**Supplied entries:**
PR #346, opened 2019-08-30
[Bugfix]Added missing "LockContents" support

awy3:
We were missing support for "LockedContents".  The following is what it looked like in the legacy UI
image

### DIFF
--- a/src/components/NotePopup/NotePopup.js
+++ b/src/components/NotePopup/NotePopup.js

**The problem:** Transcribe exactly, and only, the lines from the one bearing "--- a/src/components/NotePopup/NotePopup.js" through the last line of the entries, counting both.

**Response:**
--- a/src/components/NotePopup/NotePopup.js
+++ b/src/components/NotePopup/NotePopup.js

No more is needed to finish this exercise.